The same solidarity has been sorely missing in Spain. As Madrid accounted for half of the nationwide death toll, Salvador Illa, the health minister, made “a call for solidarity with the Madrid region.”

But that did not lead to a significant shift of medical equipment from other regions, nor was there any follow-up on his suggestion that Madrid patients could be moved to less affected regions.

By contrast, France’s government has been evacuating some patients by high-speed train from Paris and other saturated regions.

“I think each region has acted independently, and that makes any coordination or solidarity initiative very difficult,” said Carlos Rus, the president of ASPE, an association that represents Spain’s private hospitals.

The procurement of emergency equipment has been especially dire. The problem was highlighted when the health ministry acquired, via an undisclosed Spanish intermediary, 640,000 test kits from a Chinese company whose initial shipment proved unusable.

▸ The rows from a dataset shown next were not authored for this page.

PR #2463, opened 2021-05-14
Futuristic Collar Crash Prevention

Ada18980:
Adds in one last fix which should prevent crashes from the futuristic collar from happening

### DIFF
--- a/BondageClub/Screens/Inventory/ItemNeck/FuturisticCollar/FuturisticCollar.js
+++ b/BondageClub/Screens/Inventory/ItemNeck/FuturisticCollar/FuturisticCollar.js
@@ -244,6 +244,14 @@ function InventoryItemNeckFuturisticCollarUnlock(C) {
 function InventoryItemNeckFuturisticCollarColor(C, Item) {
 	for (let E = C.Appearance.length - 1; E >= 0; E--)
 		if (C.Appearance[E].Asset && C.Appearance[E].Asset.FuturisticRecolor && C.Appearance[E].Asset.Group.Name != "ItemNeck") {
+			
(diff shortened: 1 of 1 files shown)


BondageClub/Screens/Inventory/ItemNeck/FuturisticCollar/FuturisticCollar.js
```diff
@@ -244,6 +244,14 @@ function InventoryItemNeckFuturisticCollarUnlock(C) {
 function InventoryItemNeckFuturisticCollarColor(C, Item) {
 	for (let E = C.Appearance.length - 1; E >= 0; E--)
 		if (C.Appearance[E].Asset && C.Appearance[E].Asset.FuturisticRecolor && C.Appearance[E].Asset.Group.Name != "ItemNeck") {
+			
+			if (C.Appearance[E].Asset.Layer.length > 1 && typeof C.Appearance[E].Color === "string") {
+				let color = C.Appearance[E].Color;
```
elliesec, line 249: It's generally advisable to use `const` here rather than `let`, as the value is never modified. You _could_ also use `Array.prototype.map` below for brevity:
```js
C.Appearance[E].Color = C.Appearance[E].Asset.Layer.map(() => color);
```

elliesec: One other thing to note is that for future-proofing, it would probably be a better idea to use `C.Appearance[E].Asset.ColorableLayerCount` rather than `C.Appearance[E].Asset.Layer`, as not all layers need be colorable (even if the Futuristic items don't have non-colorable layers right now). Obviously that would remove the ability to use `Array.prototype.map` as above.

Ben987:
Thanks for that fix!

“We are working within a robust and large health care system that unfortunately gets slowed down by plenty of bureaucracy, including when it comes to buying anything,” said Ángela Hernández Puente, a doctor and labor union official in Madrid.

The coronavirus has spurred a worldwide debate about how each government measures its impact, particularly since many countries have done minimal testing for the virus. Governments have also differed in how they count their coronavirus dead, for instance by ignoring those who never entered a hospital.

But even amid such confusion, Spain’s testing regime has been opaque.

Guadalupe Moreno, who works for Statista, a German data company, said she considered Spain’s testing data to be too incomplete to feature in her comparative research.

“It seems that the Spanish authorities are themselves no longer clear about how many tests are being conducted in Spain,” she said.

Even so, about 15 percent of Spain’s population is estimated to already have been infected — by far the highest proportion among 11 European countries included in a recent study by scientists from Imperial College London.

The biggest victims of the confused response, beyond those left sickened or dead by the virus, are Spain’s doctors and nurses, who themselves have been infected in staggering numbers.

They have received an outpouring of solidarity and daily applause from the balconies of Spain’s 47 million confined residents, the vast majority of whom have respected a strict lockdown that will last until at least April 26.

“This crisis is likely to strengthen the horizontal bonds in our society, between citizens who are making big sacrifices, while weakening further the vertical one with the leadership at the top,” forecast Narciso Michavila, a sociologist and the president of GD3, a Spanish polling firm.

Damage from the distrust may already have been done. In one of his company’s recent surveys, published in the newspaper ABC, almost two-thirds of people accused the government of hiding information about the epidemic.

“No politician can be held responsible for creating this crisis,’’ Mr. Michavila said. “But some probably will be blamed for pouring oil rather than using a bucket of water to put out the fire.”